Try it: Look through the entries below and count the lines with "that" in them; the reply is the number alone.

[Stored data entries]
Content starts

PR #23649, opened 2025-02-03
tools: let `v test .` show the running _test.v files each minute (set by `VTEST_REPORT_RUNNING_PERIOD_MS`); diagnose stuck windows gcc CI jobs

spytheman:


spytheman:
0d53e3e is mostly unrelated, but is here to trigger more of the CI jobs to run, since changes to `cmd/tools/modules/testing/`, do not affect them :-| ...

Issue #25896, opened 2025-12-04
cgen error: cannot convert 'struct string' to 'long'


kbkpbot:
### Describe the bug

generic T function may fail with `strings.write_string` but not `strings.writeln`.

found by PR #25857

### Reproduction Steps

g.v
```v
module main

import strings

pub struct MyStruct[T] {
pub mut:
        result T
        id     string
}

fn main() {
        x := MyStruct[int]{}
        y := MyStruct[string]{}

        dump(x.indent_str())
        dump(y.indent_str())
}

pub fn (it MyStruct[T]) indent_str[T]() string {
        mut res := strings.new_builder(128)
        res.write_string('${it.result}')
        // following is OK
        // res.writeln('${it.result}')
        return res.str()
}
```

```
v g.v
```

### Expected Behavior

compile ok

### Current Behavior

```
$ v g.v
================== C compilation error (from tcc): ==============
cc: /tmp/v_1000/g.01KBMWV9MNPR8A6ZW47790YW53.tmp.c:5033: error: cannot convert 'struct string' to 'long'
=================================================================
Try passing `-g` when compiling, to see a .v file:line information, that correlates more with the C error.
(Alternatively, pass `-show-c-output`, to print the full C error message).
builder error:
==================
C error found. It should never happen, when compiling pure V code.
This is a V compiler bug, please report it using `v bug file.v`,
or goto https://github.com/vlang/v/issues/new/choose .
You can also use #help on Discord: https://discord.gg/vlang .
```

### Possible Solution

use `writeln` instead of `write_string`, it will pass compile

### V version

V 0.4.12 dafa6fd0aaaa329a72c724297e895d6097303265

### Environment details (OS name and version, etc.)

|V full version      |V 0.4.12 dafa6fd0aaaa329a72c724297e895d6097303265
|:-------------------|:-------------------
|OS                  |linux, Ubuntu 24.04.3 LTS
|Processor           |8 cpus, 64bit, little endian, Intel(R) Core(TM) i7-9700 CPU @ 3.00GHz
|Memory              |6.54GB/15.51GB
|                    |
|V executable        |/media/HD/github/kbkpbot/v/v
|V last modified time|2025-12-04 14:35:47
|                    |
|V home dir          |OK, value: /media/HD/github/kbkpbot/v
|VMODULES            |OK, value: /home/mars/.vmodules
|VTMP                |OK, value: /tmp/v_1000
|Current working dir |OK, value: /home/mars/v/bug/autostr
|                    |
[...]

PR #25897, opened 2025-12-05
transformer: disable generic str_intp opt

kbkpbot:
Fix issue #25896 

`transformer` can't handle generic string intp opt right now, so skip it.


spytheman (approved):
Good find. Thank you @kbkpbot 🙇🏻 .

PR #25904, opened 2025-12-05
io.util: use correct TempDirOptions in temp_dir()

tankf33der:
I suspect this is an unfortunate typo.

Content ends
Content starts

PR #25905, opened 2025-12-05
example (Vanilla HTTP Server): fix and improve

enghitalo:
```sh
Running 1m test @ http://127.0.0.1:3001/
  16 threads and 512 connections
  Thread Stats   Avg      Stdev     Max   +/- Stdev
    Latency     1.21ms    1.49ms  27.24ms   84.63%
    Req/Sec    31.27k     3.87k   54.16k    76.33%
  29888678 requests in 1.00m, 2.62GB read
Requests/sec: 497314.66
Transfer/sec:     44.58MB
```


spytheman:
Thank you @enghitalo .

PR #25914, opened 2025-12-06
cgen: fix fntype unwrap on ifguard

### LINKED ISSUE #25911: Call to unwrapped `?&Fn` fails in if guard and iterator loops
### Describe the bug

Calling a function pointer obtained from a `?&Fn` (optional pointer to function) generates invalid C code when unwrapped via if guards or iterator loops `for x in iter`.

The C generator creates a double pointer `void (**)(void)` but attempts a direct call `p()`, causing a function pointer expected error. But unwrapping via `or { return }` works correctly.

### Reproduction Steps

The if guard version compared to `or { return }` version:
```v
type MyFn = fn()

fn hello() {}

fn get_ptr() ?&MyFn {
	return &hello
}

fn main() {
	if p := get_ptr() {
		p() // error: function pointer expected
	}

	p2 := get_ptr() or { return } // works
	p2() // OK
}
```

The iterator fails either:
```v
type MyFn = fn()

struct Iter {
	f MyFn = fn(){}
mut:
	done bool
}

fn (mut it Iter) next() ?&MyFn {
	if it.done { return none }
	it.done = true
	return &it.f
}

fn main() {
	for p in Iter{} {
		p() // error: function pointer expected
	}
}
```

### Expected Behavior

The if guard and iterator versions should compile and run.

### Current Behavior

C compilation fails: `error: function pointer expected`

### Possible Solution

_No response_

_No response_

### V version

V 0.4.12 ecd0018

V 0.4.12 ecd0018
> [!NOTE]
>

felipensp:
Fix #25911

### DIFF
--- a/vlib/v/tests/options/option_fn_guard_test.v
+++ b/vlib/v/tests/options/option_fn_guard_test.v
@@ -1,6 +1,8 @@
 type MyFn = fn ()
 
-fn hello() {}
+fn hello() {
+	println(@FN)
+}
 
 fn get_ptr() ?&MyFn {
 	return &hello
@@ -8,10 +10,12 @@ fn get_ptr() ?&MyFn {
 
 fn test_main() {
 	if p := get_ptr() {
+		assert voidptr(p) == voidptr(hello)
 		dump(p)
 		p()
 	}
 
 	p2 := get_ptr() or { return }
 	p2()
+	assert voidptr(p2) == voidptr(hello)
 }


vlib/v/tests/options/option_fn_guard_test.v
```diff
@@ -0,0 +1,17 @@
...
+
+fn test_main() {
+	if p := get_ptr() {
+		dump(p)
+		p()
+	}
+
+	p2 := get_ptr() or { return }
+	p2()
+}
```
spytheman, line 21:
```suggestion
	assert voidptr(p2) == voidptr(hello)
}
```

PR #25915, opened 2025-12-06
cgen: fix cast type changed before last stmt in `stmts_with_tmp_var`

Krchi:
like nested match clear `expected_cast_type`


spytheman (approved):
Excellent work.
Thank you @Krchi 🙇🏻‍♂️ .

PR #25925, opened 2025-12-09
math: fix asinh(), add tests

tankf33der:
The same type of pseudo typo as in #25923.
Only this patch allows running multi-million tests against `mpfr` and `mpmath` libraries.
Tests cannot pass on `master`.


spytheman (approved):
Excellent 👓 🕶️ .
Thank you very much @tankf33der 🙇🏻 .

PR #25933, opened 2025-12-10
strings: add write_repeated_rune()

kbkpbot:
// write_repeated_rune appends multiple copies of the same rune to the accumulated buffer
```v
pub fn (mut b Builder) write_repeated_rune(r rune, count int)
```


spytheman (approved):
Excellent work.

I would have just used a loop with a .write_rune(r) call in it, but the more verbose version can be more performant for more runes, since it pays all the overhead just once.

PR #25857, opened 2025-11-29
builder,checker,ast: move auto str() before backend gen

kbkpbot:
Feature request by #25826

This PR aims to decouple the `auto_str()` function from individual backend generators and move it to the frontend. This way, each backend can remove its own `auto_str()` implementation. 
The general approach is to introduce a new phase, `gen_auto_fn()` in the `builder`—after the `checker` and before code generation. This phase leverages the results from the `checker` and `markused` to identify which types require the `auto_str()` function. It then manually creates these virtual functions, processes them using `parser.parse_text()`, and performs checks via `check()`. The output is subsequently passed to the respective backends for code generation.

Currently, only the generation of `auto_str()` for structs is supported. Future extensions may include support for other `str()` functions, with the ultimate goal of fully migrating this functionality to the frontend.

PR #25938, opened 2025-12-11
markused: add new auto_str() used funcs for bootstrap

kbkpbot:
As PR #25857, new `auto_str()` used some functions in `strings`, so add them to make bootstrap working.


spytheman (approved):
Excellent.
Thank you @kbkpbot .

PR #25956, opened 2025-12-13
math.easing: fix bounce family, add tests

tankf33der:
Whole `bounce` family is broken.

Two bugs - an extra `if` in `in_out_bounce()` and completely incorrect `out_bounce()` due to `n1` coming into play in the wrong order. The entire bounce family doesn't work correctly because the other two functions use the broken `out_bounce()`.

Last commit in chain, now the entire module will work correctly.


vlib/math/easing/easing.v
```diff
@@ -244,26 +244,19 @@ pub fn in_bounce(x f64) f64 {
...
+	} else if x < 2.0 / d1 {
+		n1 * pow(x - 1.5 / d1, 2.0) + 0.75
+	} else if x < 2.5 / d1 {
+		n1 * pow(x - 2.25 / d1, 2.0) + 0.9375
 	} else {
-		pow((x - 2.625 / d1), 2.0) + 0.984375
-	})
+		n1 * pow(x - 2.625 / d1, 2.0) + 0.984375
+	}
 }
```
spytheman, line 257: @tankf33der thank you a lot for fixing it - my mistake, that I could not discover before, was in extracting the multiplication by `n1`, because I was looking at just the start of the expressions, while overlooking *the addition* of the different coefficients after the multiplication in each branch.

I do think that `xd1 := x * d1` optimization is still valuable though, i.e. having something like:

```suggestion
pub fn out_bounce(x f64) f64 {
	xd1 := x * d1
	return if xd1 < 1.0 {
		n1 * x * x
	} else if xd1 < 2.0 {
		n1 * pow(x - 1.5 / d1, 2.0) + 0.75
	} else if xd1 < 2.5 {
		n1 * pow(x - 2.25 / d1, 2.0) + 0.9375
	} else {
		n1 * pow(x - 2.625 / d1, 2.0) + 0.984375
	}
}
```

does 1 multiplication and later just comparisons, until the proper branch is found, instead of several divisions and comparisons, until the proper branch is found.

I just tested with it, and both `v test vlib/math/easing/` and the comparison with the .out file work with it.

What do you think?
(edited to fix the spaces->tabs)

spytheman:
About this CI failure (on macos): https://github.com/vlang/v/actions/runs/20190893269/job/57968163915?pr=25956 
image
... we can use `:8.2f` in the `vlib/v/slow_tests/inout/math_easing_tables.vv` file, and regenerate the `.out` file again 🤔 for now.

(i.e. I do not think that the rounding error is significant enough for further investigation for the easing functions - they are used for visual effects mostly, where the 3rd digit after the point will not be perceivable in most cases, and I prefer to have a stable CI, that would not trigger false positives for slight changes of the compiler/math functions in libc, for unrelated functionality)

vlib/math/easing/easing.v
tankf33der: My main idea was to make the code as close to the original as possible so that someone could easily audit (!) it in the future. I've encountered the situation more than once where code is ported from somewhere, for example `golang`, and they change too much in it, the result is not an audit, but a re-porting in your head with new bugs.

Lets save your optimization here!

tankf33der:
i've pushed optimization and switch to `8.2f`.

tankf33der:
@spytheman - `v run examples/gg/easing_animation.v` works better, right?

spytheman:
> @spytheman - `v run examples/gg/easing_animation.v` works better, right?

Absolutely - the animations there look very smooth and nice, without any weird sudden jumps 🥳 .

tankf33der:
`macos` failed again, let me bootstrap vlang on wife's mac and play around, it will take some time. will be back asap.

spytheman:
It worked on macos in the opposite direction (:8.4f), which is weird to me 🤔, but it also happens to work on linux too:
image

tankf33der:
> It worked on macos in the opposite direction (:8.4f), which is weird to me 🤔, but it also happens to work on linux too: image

Content ends

Task answer: 5